START SUPPLIED DATA
Issue #147, opened 2017-07-17
Application logs exceptions to console


batkinson:
#### Software versions 
Briefcase v1.6.0 and lower

Due to numerous uses of `Exception.printStackTrace()`, the application logs exceptional conditions to the console rather than to a logging framework. All such stack dumps should be logged so that they can be managed using logging configuration.

batkinson:
Fixed with the integration of the referenced PR.

PR #148, opened 2017-07-17
Logging cleanup

batkinson:
Logging cleanup, mostly centered around #147.


lognaturel:
Wow, thanks so much for this much-needed cleanup. We will all breathe a little easier.

PR #150, opened 2017-07-19
Non-portable storage directories

### LINKED ISSUE #149: Fetched instances not recognized when storage directory is moved
#### Software versions 
Briefcase v1.6.0 and earlier

- Initiate a pull of a form to create tracked instances
- Close briefcase
- Move the storage directory
- Restart briefcase
- Reconfigure briefcase to point to the same storage directory in its new location
- Initiate a pull of the same form you fetched previously

#### Expected behavior

For the second pull, chunk processing should be significantly faster than the first since it should recognize the instances already fetched and skip the instance downloads. Instead, it is just as slow as the first run since it is re-fetching the same form instances. The problem is that the instance directories are stored as absolute paths so the storage directory is not portable. It needs to exist in the exact location or previously fetched instances are not recognized.

batkinson:
Fixes #149 by detecting and fixing instance tracking databases that use absolute paths. It makes them portable by using paths relative to the form directory.


lognaturel:
Thanks for this, it seems pretty inherent to the usefulness of Briefcase.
END SUPPLIED DATA
** TASK REQUIREMENTS **
Would you retype the lines above from the one with "### LINKED ISSUE" down to the one with "- Restart briefcase", word for word, both ends included and no other lines?

** ANSWER TO THE EXERCISE **
### LINKED ISSUE #149: Fetched instances not recognized when storage directory is moved
#### Software versions 
Briefcase v1.6.0 and earlier

- Initiate a pull of a form to create tracked instances
- Close briefcase
- Move the storage directory
- Restart briefcase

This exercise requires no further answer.